Tuesday, May 31, 2011

ANI/ASI analysis of HGDP Pakistan groups

Until recently, it has been difficult to study the Ancestral North Indian/Ancestral South Indian (ANI/ASI) composition of Pakistan groups, as these fell outside the "Indian Cline" of Reich et al. (2009). My recent experimental reconstruction of ANI/ASI zombies, as well as West-Eurasian ones allows me to do a supervised run on them and see how they fare.

(One caveat is that this is based on ~30k SNPs, as the two different kinds of populations I am using include ~120k and ~150k SNPs, but not the same ones).

Overall, the results make sense (they can be seen on the left, as well as on this spreadsheet):
  • The components of the ANI and West Asian "zombies" dominate most populations; I suspect that as the two are related it may be difficult to distinguish between them
  • Intriguingly, Kalash continue to be dominated by West Asian, now that the composite "South Asian" has been resolved, and their ASI levels are similar to those in Iranians.
  • Conversely, the higher ANI are found in Pathans and Sindhi, i.e., precisely the populations used by Reich et al. (2009). Hence, I suspect that ANI in the sense of Reich et al. (2009), as reconstructed by myself, may be biased towards these two populations. Also note that my ANI reconstruction used the same Pathans (15) and Sindhi (10) used by Reich et al. (2009), whereas in this one all HGDP individuals are included.
  • The East Asian component turns up in the Hazara and the Burusho, in agreement with previous experiments
  • The Southwest Asian component turns up in Balochistan (Balochi, Brahui, Makrani), which also makes sense, linking that Iranic speaking region to nearby Iran where that component is also important
  • The North European component comes up in Hazara, Burusho, and Pathans, which again makes sense, as these populations may have been influenced by people from further north in historical times.
In conclusion, I would say that while the ANI/ASI "zombies" do capture real South Asian signals, as evidenced by my Gypsy experiment, but the reconstructed ANI does not capture the entirety of West Eurasian admixture in South Asia: a lot of it continues to be associated with West Asia, and a little with Northern Europe in some populations.


  1. It is very strange that Kalash lack the ANI component while having - however in small proportion - the ASI component in this analysis. The genetic affinity of the ANI and West Asian components and the difficulty of ADMIXTURE in distinguishing between closely related components, especially in supervised runs, might explain the absence of the ANI component in Kalash in this run to some extent. There is also the well known fact that Kalash are extremely inbred and isolated, which might further confuse ADMIXTURE.

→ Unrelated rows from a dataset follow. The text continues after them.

PR #38, opened 2018-03-12
Add SCP-017 "Scala Center Support for LSP and STP Working Groups"

xeno-by:


proposals/017-lsp-stp-wg-support.md
```diff
@@ -0,0 +1,35 @@
...
+The Scala Center should devote developer time and resources to supporting
+the work of the LSP-WG and STP-WG in kickstarting Scala's tooling ecosystem,
+through contributions which ensure a dependable level of quality of documentation,
+test coverage and reliability of key projects identified by or arising from the
+working groups.
+
+## Costs
+
+There should be no direct costs associated with this proposal, however
+contracting work to external developers (e.g. through student projects) may be
```
heathermiller: Organizationally, contracting is impossible. We tried to do it, got in trouble with EPFL.

So I would suggest cost be a little better worked out given the current organizational structure of the SC (e.g., the developers we currently have) before this is merged.

proposals/017-lsp-stp-wg-support.md
```diff
@@ -0,0 +1,35 @@
...
+the most efficient way of achieving certain goals of the working groups.
+
+## Timescales
+
+The required input should be 2-5 developer-days per week, split between
+the two working groups, and dependent on developer availability, for one year.
```
heathermiller: So 0.5 FTE for 1 year?

heathermiller: Or you mean 0.4-1 FTE for 1 year (assuming you mean 2 to 5 days per week)

propensive: Do you have an idea about how viable this commitment (0.4-1 FTE) would be for the SC, @heathermiller? It might make sense to be more specific in the proposal, if it's known what resources are available. (Though we can always refine it during the meeting.)

heathermiller: I think the proposal should include an idea of how much engineering effort it may require. I'm just trying to determine what that number is.

proposals/017-lsp-stp-wg-support.md
xeno-by: Thank you for explaining. I have removed the contracting part from the proposal.

proposals/017-lsp-stp-wg-support.md
xeno-by: Updated the proposal to provide an exact number rather than a range.

PR #45, opened 2018-11-26
SCP-029: sbt dependency conflicts management

jto:


alexarchambault:
Related: https://github.com/coursier/coursier/issues/349

julienrf:
Something is not clear to me: how do we reliably detect conflicts? I might be wrong but my understanding is that the current eviction process is based on revision names, but nothing enforces library authors to follow a specific binary compatibility scheme in their naming.

jto:
That's a good question :) The default eviction process is indeed based on revision names. While it's not ideal, it mostly work bc. most libraries actually use semantic versioning.   

[`ConflictManager`](https://www.scala-sbt.org/1.x/api/sbt/librarymanagement/ConflictManager$.html) should let you customize the behaviour but actually does not.

propensive:
Merge pending, awaiting confirmation from @sjrd of Spotify's accession to the advisory board.

stuhood:
@alexarchambault 's point is relevant.

It would be good for the proposal to discuss whether this is something that is better addressed in the resolver (ivy/coursier).

SethTisue:
> It would be good for the proposal to discuss whether this is something that is better addressed in the resolver (ivy/coursier)

relevant: https://github.com/sbt/sbt/pull/4430 (which probably the commenters on this ticket are aware of, but maybe not everyone else knows) — if it were to move forward, then any Ivy-specific work might decrease in appeal/urgency

jto:
Hi @alexarchambault, @stuhood and @SethTisue. Thanks for the feedback and pointers :)

IMHO `ConflictManager` should at least be fully supported when SBT is used with its default configuration. 

If coursier is shipped with SBT and it is possible to replace the default resolver by it with a simple configuration, and assuming that coursier fully support all possible `ConflictManager` options, then yes the appeal of fixing the Ivy resolver decreases but:

- SBT behaviour would still be broken out of the box. Given the number of criticisms about SBT being unintuitive, I would rather avoid that.
- The process of resolving conflicts would still need to be documented.

> Related: coursier/coursier#349

`ConflictManager.strict`  does work (with Ivy at least), but it also has pretty serious drawbacks:

1. When a conflict on library `A` is detected, the user has to force the version of `A` using `dependencyOverrides`. If later in time a newer version of `A` is required (for example bc. a new dependency `B` that depends on `A` is introduced), the "old" version of `A` will still have priority which may introduce a runtime issue *again*. Over time, it becomes hard to maintains a clean dependency tree.
1. When a specific version of `A` is forced, it changes the dependency tree (because `A` is also pulling dependencies transitively) which in turn creates new conflicts. As a consequence you have to override the version of  library `B`, which creates new conflicts... Rinse and repeat. Even if you go through the tedious process of fixing all conflicts manually, upgrading any dependency or introducing a new dependency will force you to do that work all over again because it also changes the dependency tree (see point 1.).

> It would be good for the proposal to discuss whether this is something that is better addressed in the resolver (ivy/coursier).

I would rather let the implementor decide where and how a fix should be implemented. I think she is in a better position than the author to decide how a particular recommendation should be implemented. 

My understanding is that the goal of the recommendation is to set a reachable objective and to plan the work, not to make technical decision (Unless of course the author of a recommandation and the implementor are in fact the same person).

I will add those points in the proposal to keep all the context in one place.

alexarchambault:
About [point 3 of the proposal](https://github.com/scalacenter/advisoryboard/blob/master/proposals/020-sbt-transitive-dependencies-conflicts.md#proposal), what's the relation of[missinglink](https://github.com/spotify/missinglink) to that? Did you run into particular issues / blockers with it?

alexarchambault:
@jto About point 3 of the proposal, what's the relation ofmissinglink to that? Did you run into particular issues / blockers with it?

PR #54, opened 2019-11-30
Zinc improvements proposal

eed3si9n:


proposals/021-zinc-improvements.md
```diff
@@ -0,0 +1,104 @@
...
+
+As we make changes to Zinc either as bug patches or in a more major way in the future, we should make sure to bring the various downstream build tools along so they do not lag behind. The proposed task is to send pull requests to the downstream build tools.
+
+### Standardization of signature and outline types
+
+In the Scala tooling ecosystem, the notion of outline types is emerging as a key technique. In a nutshell, outline types are public signatures of a given code base scraped without going through the full typer (missing return types, super etc might still need to be resolved).
+
+Here are some of the cases for signature information (also known as API info):
+
+- Company-wide code browsing (Metadoc in Twitter).
```
olafurpg: This line can be removed. Outline types are not used for company wide code browsing at Twitter and “Metadoc” has been renamed to Scalameta/Metabrowse (and this project has very little usage)

proposals/021-zinc-improvements.md
```diff
@@ -0,0 +1,104 @@
...
+- Build pipelining by starting the subproject builds earlier. (outline typing allows further parallelism)
+
+Today, the public signature information is represented as various forms:
+
+- Semanticdb
+- Scala pickle in `*.class` file
+- Zinc API info
+- TASTY
+
+Given the utility of signature information, we should standardize the representation of the signature information across Scala 2.13 and Scala 3.x and provide it via Zinc. Depending on the use case, different representation may have different degrees of details and/or performance characteristics for some operations.
```
julienrf:
```suggestion
Given the utility of signature information, we should standardize the representation of the signature information across Scala 2.13 and Scala 3.x and provide it via Zinc. Depending on the use case, different representations may have different degrees of details and/or performance characteristics for some operations.
```

proposals/021-zinc-improvements.md
```diff
@@ -0,0 +1,104 @@
...
+- sbt
+- Bloop
+- Gradle via Scala plugin
+- Maven via scala-maven-plugin
+- Mill
+- Pants
+
+As we make changes to Zinc either as bug patches or in a more major way in the future, we should make sure to bring the various downstream build tools along so they do not lag behind. The proposed task is to send pull requests to the downstream build tools.
+
+### Standardization of signature and outline types
```
julienrf: This part of the proposal looks similar to [SCP-018](https://github.com/scalacenter/advisoryboard/blob/master/proposals/018-converging-214-30.md). Maybe you could mention how it is related (if it is)?

proposals/021-zinc-improvements.md
eed3si9n: a6f5dfb32b2501623ac0968b8c1f1d7a9a14af97

proposals/021-zinc-improvements.md
```diff
@@ -0,0 +1,104 @@
...
+As the ecosystem prepares for Scala 3.x, we should ensure that Zinc continues to function with the new compiler.
+
+## Proposal
+
+1. Fixing under-compilations
+2. Propagating of Zinc to build tools
+3. Standardization of signature and outline types
+4. Understanding Scala 3 impact to Zinc
+
+### Fixing under-compilations
```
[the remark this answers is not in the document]
eed3si9n: Sorry, it's a word that I made up and use frequently. I've added a definition here - https://github.com/scalacenter/advisoryboard/pull/54/commits/b46774c486dc7950ad195b6f457f2f133c196126

proposals/021-zinc-improvements.md
eed3si9n: Here's my take on SCP-018 vs this. /cc @adriaanm 
https://github.com/scalacenter/advisoryboard/pull/54/commits/b3814bbec9ff844f5b4afa0cec38b55ec802674f

adriaanm:
👍 Since proposals are advisory, we felt it was better to provide a broader selection for the Scala Center to choose from. We can certainly discuss priorities at the meeting and update the proposal accordingly. We at Lightbend also intend to pick up some of the work items, as mentioned in the proposal.

proposals/021-zinc-improvements.md
```diff
@@ -0,0 +1,116 @@
...
+Here are some goals for the standard signature info:
+
+- Represent normal (post-typer) public signature info for Scala 2.13.
+- Represent normal (post-typer) public signature info for Scala 3.x.
+- Represent outline type (pre-typer) public signature info for Scala 2.13.
+- Represent outline type (pre-typer) public signature info for  Scala 3.x.
+- Support deserialization back into the symbol table for separate compilation in Scala 2.13.
+- Support deserialization back into the symbol table for separate compilation in Scala 3.x.
+
+Side note: [SCP-018][18] proposed that Scala 2.14 and 3.0 both emit TASTY post-typer, "so that we may have one post-type checker compiler pipeline for both versions." This proposal is less ambitious in this aspect since it targets current 2.13 and 3.x series each having their own backends. It is similar in a sense that it calls for a standard signature representation that is able to express both Scala 2.13 type system and Scala 3.x type system, except here we do not specify the representation to be TASTY. The goal of 021 is to share tooling logic for separate compilation, incremental compilation, etc.
```
stuhood: > It is similar in a sense that it calls for a standard signature representation that is able to express both Scala 2.13 type system and Scala 3.x type system, except here we do not specify the representation to be TASTY. The goal of 021 is to share tooling logic for separate compilation, incremental compilation, etc.

So, I think that a very important distinction to be drawn is between the information needed to convert an outline back into a symbol table for separate compilation (the last two items in your list above), and the information needed for incremental compilation.

As far as I know, incremental compilation does not require even remotely the level of detail that an outline-for-separate-compilation would (it probably roughly requires a "hash per symbol name"?). So while being able to more easily support incremental compilation across multiple compiler versions is a very good goal that I think that this proposal should push, standardization of outlines feels like a much lower priority: in Twitter's usage, we would probably be more than happy to say that "you can't use pipelined-compilation/outlining across a language version boundary".

As much as my feedback in the last reading of this doc was to look for a connection to outlining, having seen the result of connecting them, I would suggest narrowing the goal here to more precisely describe what is necessary for incremental compilation.

proposals/021-zinc-improvements.md
```diff
@@ -0,0 +1,116 @@
...
+- Wildcard imports
+- Macros
+- Implicit search
+- Default arguments
+- Name shadowing
+- Compile-time contants [zinc#227][227]
+
+Given known under-compilation issues in Zinc with regards to the above problem areas:
+
+- Could we reuse the name hashing heuristics to invalidate code arising from these under-compilation scenarios?
```
stuhood: These bullets feel disconnected from the rest of the proposal.

I would personally hope that given a deeper connection between incremental compilation and the compiler (perhaps by having the compiler optionally emit per-symbol/class digests, or something), under-compilation would be reduced/removed as a sideeffect.

proposals/021-zinc-improvements.md
```diff
@@ -0,0 +1,116 @@
...
+
+Some of the outlined tasks may be implemented by Lightbend Scala team directly, but in collaboration with Scala Center engineers, and using the Center as a coordination point for community and stakeholder interests.
+
+Zinc started its life as a module in sbt, outside of Scala. Closer coordination between the Scala compilers (Scala 2.x "nsc", dotc, Twitter rsc) becomes more important to respond to growing demand for better performance (see also SCP-015) and different use cases such as build caching.
+
+As the ecosystem prepares for Scala 3.x, we should ensure that Zinc continues to function with the new compiler.
+
+## Proposal
+
+1. Fixing under-compilations
```
stuhood: At a fundamental level, I would suggest reordering and editing this list into something like:
```
1. Understanding Scala 3 impact to Zinc and report on incremental compilation prior art (rustc, clangd, etc)
2. Design and implement a minimal, standardized "incremental compile metadata" format that Scala compilers (including Scala 3) can emit
3. Consume standardized "incremental compile metadata" format in Zinc
```

My feeling is that this list better accomplishes the goal set out in the abstract ("We think the next step in Zinc's evolution is to bring its compiler-specific logic into the Scala compiler itself, so that incremental compilation becomes a supported feature of the language, rather than a feature that's tacked on externally."), and would accomplish _as a sideeffect_ a reduction of under-compilation.

proposals/021-zinc-improvements.md
eed3si9n: The source-to-source dependency phase brought into the compiler (Scala 2.x or 3.x) would still be based on that of Zinc, so unless we explicitly test for the interactions of incremental compilation with each language feature, I don't think they would be fixed. Also some interactions are more tractable to deal with (compile-time constant) than others.

proposals/021-zinc-improvements.md
eed3si9n: If the goal was to only care about the incremental compilation among the same Scala version, then Zinc's API info would be good enough. I am interested in standardization this partly so we can include the signature info into the JAR. From there we could use it for incremental compilation, or use it to query things.

If we only cared about Scala 2.12 and 2.13, compiler pickle might do the job. If Zinc used compiler pickle that would remove the work Zinc extracting the API info.

The other angles to consider are use cases that's on the horizon such as pipelined-compilation, `2-depends-on-3`, and `3-depends-on-2`. If the eventual goal of Scala 2.x is to comprehend TASTY and perform separate compilation, then it might as well acquire the capability to export its types as TASTY?

lrytz: > I am interested in standardization of this partly so we can include the signature info into the JAR. From there we could use it for incremental compilation, or use it to query things.

Besides API information, incremental compilation also needs dependency data, i.e., what entitites a source file depends on (class files from same project, other projects, external libraries, inherited classes), and the "used names" (class `C` uses names `{Predef, Object, someMethod, ...}`). Do you have ideas what to do about this meta-data?

proposals/021-zinc-improvements.md
```diff
@@ -0,0 +1,116 @@
+# SCP-021: Zinc improvements
+
+## Proposer
+
+Proposed by Eugene Yokota, Lightbend, November 2019
+
+## Abstract
+
+We propose enhancements to the core of the compilation toolchain, Zinc. (Zinc provides Scala compilation services, including incremental compilation, to build tools and IDEs.)  We think the next step in Zinc's evolution is to bring its compiler-specific logic into the Scala compiler itself, so that incremental compilation becomes a supported feature of the language, rather than a feature that's tacked on externally.
```
lrytz: > incremental compilation becomes a supported feature of the language

How far do yo think this should go? Moving the code that accesses compiler internals into the compiler improves maintainability, and comes with a protocol between the compiler and zinc (https://github.com/scala/scala/pull/8531), so that seems beneficial. However, it makes sense to me to keep the invalidation heuristics and the logic to invoke the compiler outside of the compiler itself.

proposals/021-zinc-improvements.md
eed3si9n: > Besides API information, incremental compilation also needs dependency data, i.e., what entitites a source file depends on, and the "used names"..

There are two levels of "we could use it for incremental compilation". Suppose there's an app A that depends on library B.

### A given B's change

First is the incremental compilation of app A given binary changes in library B, which requires only API info of B. By allowing Zinc to read this from B's JAR, my hope is that we could achieve higher granularity of incremental compilation off of any library out of Maven Central not just other subprojects.

### A given A's change

Second level is the incremental compilation of app A given the changes in A, which requires full Analysis (API info, used name etc).

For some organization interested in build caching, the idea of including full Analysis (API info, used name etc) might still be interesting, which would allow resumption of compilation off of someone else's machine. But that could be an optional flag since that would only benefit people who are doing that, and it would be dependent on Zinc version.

  2. I find it rather interesting that, despite being equally ASI, the Pashtuns and Baloch differ strikingly in terms of West Eurasian ancestry. The Baloch seem to have a clinal relationship to Iranians, representing a highly South Asian-shifted Iranian plateau population. But the Pashtuns seem to have a clinal relationship to Indo-Aryans, much less ASI, but very similar in terms of West Eurasian ancestry. It would be interesting to see this experiment tried on some new populations which have appeared in the interim, especially the Di Cristofaro et al. Afghan samples.